§ WORK TO COMPLETE
Search the records that follow and extract every line containing the string "made".
----
Issue #81, opened 2024-03-03
Add ordering on Team Accesses


lebaudantoine:
## Feature Request

**Is your feature request related to a problem or unsupported use case? Please describe.**
Based on recent design changes, we need to support ordering on any column of the data grid.

<img width="1140" alt="Capture d’écran 2024-03-03 à 23 19 28" src="https://github.com/numerique-gouv/people/assets/45729124/8013e210-3831-46af-a499-85d613df513d">

**Describe the solution you'd like**
Refactor the `Pagination` class, to support more than one ordering method, actually it's limited to the `created_on` field.

lebaudantoine:
@AntoLC you will need this feature to support column's ordering on the data grid.

lebaudantoine:
I am working on it

PR #115, opened 2024-03-15
✨(api) support ordering when listing team's accesses

lebaudantoine:
## Purpose

Offer the necessary ordering field to enhance UX when manipulating Team's data in the member grid.

## Proposal

Add API ordering fields on the TeamAccess endpoint. Please note that, frontend is almost ready, and being blocked by issue on Cunnigham side. One was merged, another is still being discussed. 

I prefer shipping the backend first, and opening a new PR for the frontend when all elements will be available.

This PR is related to #81

### DIFF
--- a/src/backend/core/api/viewsets.py
+++ b/src/backend/core/api/viewsets.py
@@ -327,8 +327,8 @@ class TeamAccessViewSet(
     detail_serializer_class = serializers.TeamAccessSerializer
 
     filter_backends = [filters.OrderingFilter]
-    ordering = ['role']
-    ordering_fields = ['role']
+    ordering = ["role"]
+    ordering_fields = ["role", "email", "name"]
 
     def get_permissions(self):
         """User only needs to be authenticated to list team accesses"""
@@ -361,6 +361,10 @@ class TeamAccessViewSet(
                 user=self.request.user, team=self.kwargs["team_id"]
             ).values("role")[:1]
 
+            user_main_identity_query = models.Identity.objects.filter(
+                user=OuterRef("user_id"), is_main=True
+            )
+
             queryset = (
                 # The logged-in user should be part of a team to see its accesses
                 queryset.filter(
@@ -375,7 +379,11 @@ class TeamAccessViewSet(
                 )
                 # Abilities are computed based on logged-in user's role and
                 # the user role on each team access
-                .annotate(user_role=Subquery(user_role_query))
+                .annotate(
+                    user_role=Subquery(user_role_query),
+                    email=Subquery(user_main_identity_query.values("email")[:1]),
+                    name=Subquery(user_main_identity_query.values("name")[:1]),
+                )
                 .distinct()
             )
         return queryset
--- a/src/backend/core/api/viewsets.py
+++ b/src/backend/core/api/viewsets.py
@@ -326,6 +326,10 @@ class TeamAccessViewSet(
     list_serializer_class = serializers.TeamAccessReadOnlySerializer
     detail_serializer_class = serializers.TeamAccessSerializer
 
+    filter_backends = [filters.OrderingFilter]
+    ordering = ['role']
+    ordering_fields = ['role']
+
     def get_permissions(self):
         """User only needs to be authenticated to list team accesses"""
         if self.action == "list":
--- a/src/backend/core/api/viewsets.py
+++ b/src/backend/core/api/viewsets.py
@@ -97,7 +97,6 @@ class SerializerPerActionMixin:
 class Pagination(pagination.PageNumberPagination):
     """Pagination to display no more than 100 objects per page sorted by creation date."""
 
-    ordering = "-created_on"
     max_page_size = 100
     page_size_query_param = "page_size"
 
--- a/src/backend/core/factories.py
+++ b/src/backend/core/factories.py
@@ -124,6 +124,7 @@ class UserFactory(factory.django.DjangoModelFactory):
 
     class Meta:
         model = models.User
+        django_get_or_create = ("email",)
 
     email = factory.Faker("email")
     language = factory.fuzzy.FuzzyChoice([lang[0] for lang in settings.LANGUAGES])
--- a/src/backend/core/tests/team_accesses/test_api_team_accesses_list.py
+++ b/src/backend/core/tests/team_accesses/test_api_team_accesses_list.py
@@ -203,3 +203,45 @@ def test_api_team_accesses_list_authenticated_constant_numqueries(
 
     assert response.status_code == 200
     assert response.json()["count"] == 21
+
+
+def test_api_team_accesses_list_authenticated_ordering():
+    """Team accesses can be ordered by "role"."""
+
+    user = factories.UserFactory()
+    factories.IdentityFactory(user=user, is_main=True)
+
+    team = factories.TeamFactory()
+    models.TeamAccess.objects.create(team=team, user=user)
+
+    # create 20 new team members
+    for _ in range(20):
+        extra_user = factories.IdentityFactory(is_main=True).user
+        factories.TeamAccessFactory(team=team, user=extra_user)
+
+    client = APIClient()
+    client.force_login(user)
+
+    response = client.get(
+        f"/api/v1.0/teams/{team.id!s}/accesses/?ordering=role",
+    )
+    assert response.status_code == 200
+    assert response.json()["count"] == 21
+
+    results = [
+        team_access["role"]
+        for team_access in response.json()["results"]
+    ]
+    assert sorted(results) == results
+
+    response = client.get(
+        f"/api/v1.0/teams/{team.id!s}/accesses/?ordering=-role",
+    )
+    assert response.status_code == 200
+    assert response.json()["count"] == 21
+
+    results = [
+        team_access["role"]
+        for team_access in response.json()["results"]
+    ]
+    assert sorted(results, reverse=True) == results
--- a/src/backend/core/tests/team_accesses/test_api_team_accesses_list.py
+++ b/src/backend/core/tests/team_accesses/test_api_team_accesses_list.py
@@ -3,6 +3,7 @@ Test for team accesses API endpoints in People's core app : list
 """
 
 import pytest
+from rest_framework.status import HTTP_200_OK
 from rest_framework.test import APIClient
 
 from core import factories, models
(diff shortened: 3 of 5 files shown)


src/backend/core/api/viewsets.py
```diff
@@ -373,6 +380,8 @@ def get_queryset(self):
                 # Abilities are computed based on logged-in user's role and
                 # the user role on each team access
                 .annotate(user_role=Subquery(user_role_query))
+                .annotate(email=Subquery(user_main_identity.values("email")[:1]))
+                .annotate(name=Subquery(user_main_identity.values("name")[:1]))
```
lebaudantoine, line 384: I could have done also smth as :
```
    .annotate(
        email=Max(
            "user__identities__email",
            filter=Q(user__identities__is_main=True),
        )
    )
    .annotate(
        name=Max(
            "user__identities__name",
            filter=Q(user__identities__is_main=True),
        )
    )

```
lmk what do you prefer

src/backend/core/tests/test_api_users.py
```diff
@@ -440,6 +440,56 @@ def test_api_users_list_pagination(
...
+
+    response = client.get(
+        f"/api/v1.0/users/?page_size={page_size}",
+    )
+
+    assert response.status_code == HTTP_200_OK
+    content = response.json()
+
+    assert content["count"] == page_size + 1
+    assert len(content["results"]) == page_size
```
mjeammet, line 464: I feel like you could have used the test just above, WDYT ?

lebaudantoine: Actually maybe, but test just above mock page_size, so how could set it through a query parameter? The test just above actually tests the pagination mechanism, more than the page size. I preferred having simpler tests, that tests a well-scoped unit of code. However that's a personal opinion!

src/backend/core/api/viewsets.py
lebaudantoine: Also, please let consider a future refactoring. We are joining twice the user-related data, using both annotate and prefetch. Could we do a simple join?

mjeammet: This is what is was thinking about the other day : [order_by at the same moment than the prefetch_related](https://stackoverflow.com/questions/48071397/django-prefetch-relateds-prefetch-order-by). I'm not sure if we can use it to avoid another annotate or query but I wanted to share it to you.

mjeammet: > I could have done also smth as :
> 
> ```
>     .annotate(
>         email=Max(
>             "user__identities__email",
>             filter=Q(user__identities__is_main=True),
>         )
>     )
>     .annotate(
>         name=Max(
>             "user__identities__name",
>             filter=Q(user__identities__is_main=True),
>         )
>     )
> ```
> 
> lmk what do you prefer

That's nice too but the "Max" kinda confuses me. Does that remove 2 queries from subqueries, though ? or are they already "included" in the "main" query ?

src/backend/core/tests/team_accesses/test_api_team_accesses_list.py
```diff
@@ -203,3 +203,82 @@ def test_api_team_accesses_list_authenticated_constant_numqueries(
...
+    client = APIClient()
+    client.force_login(user)
+
+    response = client.get(
+        f"/api/v1.0/teams/{team.id!s}/accesses/?ordering=role",
+    )
+    assert response.status_code == 200
+    assert response.json()["count"] == 21
+
+    results = [team_access["role"] for team_access in response.json()["results"]]
```
mjeammet, line 231: why use roles ?

src/backend/core/tests/team_accesses/test_api_team_accesses_list.py
```diff
@@ -203,3 +203,82 @@ def test_api_team_accesses_list_authenticated_constant_numqueries(
...
+    assert sorted(results, reverse=True) == results
+
+
+@pytest.mark.parametrize("ordering_fields", ["name", "email"])
+def test_api_team_accesses_list_authenticated_ordering_user(ordering_fields):
```
mjeammet, line 245: I feel like there's a smart way to factorize those two tests of same purpose using 

```
@pytest.mark.parametrize(
    "ordering_fields, method", 
    [
        ("role", "role"), 
        ("name", '["user"]["name"]'), 
        # ("email", "user__email")
    ])
```
It does raise a key error because of the presence absence of `["user"]` but I feel like a `if` just before the results would allow for a nice factorisation.

src/backend/core/api/viewsets.py
lebaudantoine: > This is what is was thinking about the other day : [order_by while prefetching](https://stackoverflow.com/questions/48071397/django-prefetch-relateds-prefetch-order-by). I'm not sure if we can use it to avoid another annotate or query but I wanted to share it to you.

Let's discuss it orally, I feel the order_by is applied on the second query made to prefect data.

lebaudantoine: Yeah, the Max is quite confusing. Actually the Subqueries don't add any query! I tried this approach, because I felt the SQL query under the hood was easier to understand. Let's stick to my initial approach

src/backend/core/tests/team_accesses/test_api_team_accesses_list.py
```diff
@@ -203,3 +203,82 @@ def test_api_team_accesses_list_authenticated_constant_numqueries(
...
+        extra_user = factories.IdentityFactory(is_main=True).user
+        factories.TeamAccessFactory(team=team, user=extra_user)
+
+    client = APIClient()
+    client.force_login(user)
+
+    response = client.get(
+        f"/api/v1.0/teams/{team.id!s}/accesses/?ordering=role",
+    )
+    assert response.status_code == 200
```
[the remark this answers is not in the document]
lebaudantoine: Afterthought, and @sampaccoud comment on one of your PR, we might prefer constant value. I'll still fix up my PR and then refactor all constant values.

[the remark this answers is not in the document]
lebaudantoine: Actually, we are not using DRF's status codes in this file. Afterthough, I reconsidered Sam's comment on "you should not use constant value in your test" I think we should replace DRFS's status code constants by hardcoded value to keep our tests dumb as possible.

src/backend/core/tests/team_accesses/test_api_team_accesses_list.py
lebaudantoine: Actually, I prefer having dumb test, instead of complicated tests parametrized and with if that change their logic. In this situation I understand your point, if you really need this factorization I'll do it

lebaudantoine: We should not chase test factorization

src/backend/core/api/viewsets.py
sampaccoud: +1 on @mjeammet's opinion that Max is confusing.

sampaccoud, line 384: Maybe simpler with
```suggestion
                .annotate(
                    user_role=Subquery(user_role_query),
                    email=Subquery(user_main_identity.values("email")[:1]),
                    name=Subquery(user_main_identity.values("name")[:1]),
                )
```

src/backend/core/tests/team_accesses/test_api_team_accesses_list.py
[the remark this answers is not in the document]
sampaccoud: You know my position but the other day I also validated the commit proposing to add constants :laughing:  so... :man_shrugging: should we call it nitpicking?

src/backend/core/tests/team_accesses/test_api_team_accesses_list.py
sampaccoud: +1 on the opinion that this is too smart and makes it much harder to understand the test and each of the 2 contexts you are trying to test because I should understand the "why" by reading the docstring.

src/backend/core/tests/test_api_users.py
sampaccoud: +1 on dedicated tests with a single goal.

src/backend/core/api/viewsets.py
lebaudantoine: fixed

src/backend/core/api/viewsets.py
```diff
@@ -358,6 +361,10 @@ def get_queryset(self):
                 user=self.request.user, team=self.kwargs["team_id"]
             ).values("role")[:1]
 
+            user_main_identity = models.Identity.objects.filter(
```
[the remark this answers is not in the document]
lebaudantoine: fixed to `user_main_identity_query` to be aligned with `user_role_query`

src/backend/core/api/viewsets.py
```diff
@@ -327,6 +326,10 @@ class TeamAccessViewSet(
     list_serializer_class = serializers.TeamAccessReadOnlySerializer
     detail_serializer_class = serializers.TeamAccessSerializer
 
+    filter_backends = [filters.OrderingFilter]
+    ordering = ["role"]
+    ordering_fields = ["role", "email", "name"]
```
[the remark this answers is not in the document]
lebaudantoine: Not fan, reading all sources from Joanie and other openfun projects, I did not come across such comment.

src/backend/core/tests/team_accesses/test_api_team_accesses_list.py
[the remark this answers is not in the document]
lebaudantoine: It might .... but I removed all these hard-coded values in my latest commit. I explain why in the commit's body. I think we took the wrong decision, I made a mistake, and I prefer fixing it rn. nothing that important btw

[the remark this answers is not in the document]
mjeammet: I still think status codes are clearer. Reading the name and not having to remember what this number means alleviates our brain charges, if even of 1%. It doesn't matter most of the time but sometimes it saves us (or at least me) some time.

Should almost count for accessibility for ADHD, I guess.

src/backend/core/factories.py
```diff
@@ -124,6 +124,7 @@ class UserFactory(factory.django.DjangoModelFactory):
 
     class Meta:
         model = models.User
+        django_get_or_create = ("email",)
```
mjeammet, line 127: nit : did it not get or create before ? 🤔

src/backend/core/tests/team_accesses/test_api_team_accesses_list.py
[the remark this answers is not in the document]
mjeammet: Regarding your comments on the commit body : 
- I don't think people used to the codes are actually disturbed by a constant being "<the code>_<the explanation"
- as for freezegun, we add the necessary packages if we decide they bring something to our test suite. Additionnaly, DRF is a dependency we already have.

src/backend/core/factories.py
lebaudantoine: I am not sure to understand, I aligned the `UserFactory` with the `IdentityFactory`

src/backend/core/tests/test_models_users.py
```diff
@@ -36,13 +36,13 @@ def test_models_users_email_unique():
...
     ):
-        factories.UserFactory(email=user.email)
+        models.User.objects.create(email=user.email)
 
 
 def test_models_users_email_several_null():
     """Several users with a null value for the "email" field can co-exist."""
     factories.UserFactory(email=None)
-    factories.UserFactory(email=None)
+    models.User.objects.create(email=None, password="foo.")
```
mjeammet, line 45: Nice to test both methods !

lebaudantoine: it's mandatory to make the test pass. If I am user the factory again, it won't create a new instance

src/backend/core/tests/team_accesses/test_api_team_accesses_list.py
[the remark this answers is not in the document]
lebaudantoine: That's not the point, people used to use literals, will continue to use them. When reviewing their code, we'll nitpick those literals, they will have to fix up their code, which is totally functional, the reviewer will have to review again the code, and everyone will lose time for no added value. The code was functional with a literal, it will be with the constant.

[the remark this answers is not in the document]
lebaudantoine: When something doesn't matter, most of the time, we should focus on what's bring value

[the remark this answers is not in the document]
lebaudantoine: freezgun is a bit different, we need it to run/write our tests without create a monstrosity of flakiness. It will also improve code readability, having a context stating the date the object is created, is much more explicit than a sleep(1)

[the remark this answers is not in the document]
lebaudantoine: I will revert my commit and align my code to maintain the code accessible

src/backend/core/factories.py
mjeammet: I thought it already "get_or_created" the objet, but I imagine it only "created" it without being able to retrieve existing object.

mjeammet (approved):
WP 👏🏽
----
§ RESPONSE FOR THIS EXERCISE
Let's discuss it orally, I feel the order_by is applied on the second query made to prefect data.
lebaudantoine: It might .... but I removed all these hard-coded values in my latest commit. I explain why in the commit's body. I think we took the wrong decision, I made a mistake, and I prefer fixing it rn. nothing that important btw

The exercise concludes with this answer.